The Cyberspace Administration of China’s Measures establish the country’s first comprehensive, cross sector framework for cyber security incident reporting. The Measures expand the definition of a reportable cyber security incident to include events caused by network attacks, vulnerabilities, or system failures that harm networks, information systems, or data and have a negative impact on the country (including the economy).

This framework applies to all “network operators” in China and encourages proactive reporting of incidents classified as ‘relatively serious’ or higher. Although the Measures do not explicitly target foreign entities, organisations with operations or data processing in China must be vigilant to ensure compliance, especially with the one-hour reporting deadline for CII operators.

Enforcement and Civil Litigation  

ECJ rules that ePrivacy Directive takes precedence over GDPR for direct marketing purposes

On 13 November 2025, the ECJ ruled in Inteligo Media SA v ANSPDCP (C-654/23) that where data controllers use an email address for direct marketing purposes within the meaning of Article 13(2) of the ePrivacy Directive, satisfying the conditions for lawful processing under Article 6(1) of the GDPR is not required. Instead, the ePrivacy Directive takes precedence over the GDPR for electronic communications.

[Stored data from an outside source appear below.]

PR #1882, opened 2025-04-28
feat: srvd: default `per-session-storage` to true

gkc:
**- What I did**
feat: srvd: default the `per-session-storage` command-line arg to true. (There is no current reason to use the same storage each time, and using ephemeral storage by default provides a level of insulation from potential local-storage-related bugs in the future.)

**- How I did it**
See commits

**- How to verify it**
Tests pass


gkc:
@cconstab I think this is a sensible change (and maintains the current prod behaviour) ...

cconstab (approved):

PR #1897, opened 2025-05-02
feat: Created Dockerfile for srvd for relay hosts and included the bu…

cconstab:
**- What I did**
Created a Dockerfile that builds a standalone srvd container
Created bash script to update the container if the image has been updated
**- How I did it**
Modified existing Dockerfile steps but to create a srvd container
**- How to verify it**
ran locally and tested for example
```
 docker run  -it -v C:\Users\colin\.atsign\keys:/atsign/.atsign/keys  --network host  cconstab/srvd -v -a "@stream" -i 192.168.1.19
 ```
Created srvd container

### DIFF
--- a/packages/dart/sshnoports/tools/Dockerfile.srvd
+++ b/packages/dart/sshnoports/tools/Dockerfile.srvd
@@ -1,5 +1,5 @@
 # Dockerfile.srvd
-# Build image for a containerized call of the at_activate binary
+# Build image for a containerized call of the srvd and srv binaries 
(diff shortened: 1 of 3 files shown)

### CODE REVIEW

File: packages/dart/sshnoports/tools/Dockerfile.srvd [hunk 1]
```diff
@@ -0,0 +1,40 @@
+# Dockerfile.activate
```
cpswan: Comments left over from another file?

cpswan (changes requested):

packages/dart/sshnoports/tools/Dockerfile.srvd
cconstab: Thank you, good catch

cpswan (approved):

PR #1903, opened 2025-05-08
fix: Ensure at_activate is on PATH and that it writes to correct dir

cpswan:
Fixes re-opened #1830 

**- What I did**

* Ensure that at_activate binary is on PATH
* Write files to $user_home so they don't end up in /root/...

**- How I did it**

Iterative testing against a clean VM snapshot

**- How to verify it**

Run the universal.sh from this branch on a clean test VM

fix: Ensure at_activate is on PATH and that it writes to correct dir

### DIFF
--- a/packages/dart/sshnoports/bundles/universal.sh
+++ b/packages/dart/sshnoports/bundles/universal.sh
@@ -723,7 +723,7 @@ validate_activation() {
     if [ "$device_status" -eq 3 ]; then
       echo $device_output
     fi
-    at_activate onboard -a $device_atsign
+    at_activate onboard -a $device_atsign -k "${user_home}/.atsign/keys/${device_atsign}_key.atKeys"
   fi
 
   if [ "$client_status" -ne 0 ]; then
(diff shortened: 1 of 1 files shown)


xavierchanth (approved):

packages/dart/sshnoports/bundles/universal.sh
```diff
@@ -755,6 +755,11 @@ client() {
   "$extract_path"/sshnp/install.sh -b "$bin_path" -u "$user" srv
   "$extract_path"/sshnp/install.sh -b "$bin_path" -u "$user" at_activate
 
+  # set PATH so it includes user's private bin if it exists
+  if [ -d "$user_home/.local/bin" ] ; then
+    PATH="$user_home/.local/bin:$PATH"
```
xavierchanth, line 760: Don't we need export here?

cpswan: no need for export as it's within the subshell for the script that we need this.

xavierchanth (approved):
accidental comment, please ignore

PR #1907, opened 2025-05-12
chore: Bump version in CMake files

cpswan:
c1.0.5 release didn't build correctly as the source tarball was name c1.0.4

**- What I did**

Bumped version in CMake files

**- How to verify it**

Re-release c1.0.5

chore: Bump version in CMake files


CurtlyCritchlow (approved):
lgtm

PR #1922, opened 2025-05-16
feat: added --root-domain url:portnumber leaving port 64 as default

cconstab:
**- What I did**
Added the option of adding a port number (e.g. 443) to the root-domain flag

**- How I did it**
Altered the atClient generation to include a root port from the URL and leave a default of 64
**- How to verify it**
Compiled and tested by hand for both sshnp and sshnpd

feat: added --root-domain url:portnumber leaving port 64 as default


cconstab:
npt needs work :-(

gkc:
Not required. All NoPorts Dart programs already work with an atServer proxy, by adding the --root-domain flag with proxy syntax e.g. `--root-domain proxy:my_atserver_proxy.my_domain:443`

The ECJ’s decision aligns with Advocate General (“AG”) Maciej Szpunar’s opinion, delivered on 27 March 2025. The AG opined that: (1) sending newsletters to free accounts is direct marketing if it promotes paid content; but (2) free account registration can be treated as a “sale” under Article 13(2) of the ePrivacy Directive, allowing email addresses to be used for direct marketing (without additional consent) provided users are given the opportunity to object.

This ruling is particularly relevant for companies offering free or “freemium” accounts (including limited free trials), as it confirms their ability to rely on the “soft opt-in” exemption under ePrivacy rules for sending direct marketing communications to users without additional GDPR lawfulness obligations. This ruling was given in the specific context of the tiered subscription model offered by Inteligo Media and therefore should be interpreted narrowly. Not all providers offering free accounts will automatically fall within the scope of this exception. Nevertheless, the judgment provides important clarification on the interplay between the GDPR and the ePrivacy Directive.

FCA prosecutes employee for selling customer personal data

A recent case has exposed the dangers of insider data theft and its role in enabling large-scale financial fraud. Mr Coleman, a former Virgin Media O2 employee, was convicted of unlawfully obtaining and selling confidential customer data, which was then used to defraud 65 investors out of over £1.5 million through a cryptocurrency scam.

Mr Coleman sold the sensitive information to family friend, Mr Harper, who passed it to fraudsters operating a boiler room scheme. Between 2017 and 2019, victims were cold-called and convinced to invest in fake crypto opportunities. 

The FCA found that Mr Coleman’s actions constituted unlawful obtaining and disclosure of personal data, contrary to s.170(1) of the Data Protection Act 2018 (“DPA”) – marking its first ever case under the DPA. Despite the significant impact, Mr Coleman was fined just £384, plus a £38 surcharge and £500 in prosecution costs. Mr Harper received a £100 fine and a £30 victim surcharge. In the FCA’s press release, its Executive Director of Enforcement and Market Oversight stressed that Mr Coleman “abused his position of trust” and enabled crimes with serious financial and emotional harm for victims. 

As the first case of its kind advanced by the FCA, this case serves as an important warning to organisations and their employees that the FCA will not hesitate to use its powers to tackle misuse of personal data that facilitates financial crime. Simply put, it is not just the ICO that will enforce on this issue. For firms regulated by the FCA, this also serves as a key indicator of the FCA’s continued focus in this area, including as an element of a broader compliance culture. 

The outcome sends a clear message: regulatory authorities are intensifying efforts to protect consumers and deter both financial crime and data misuse in the digital economy.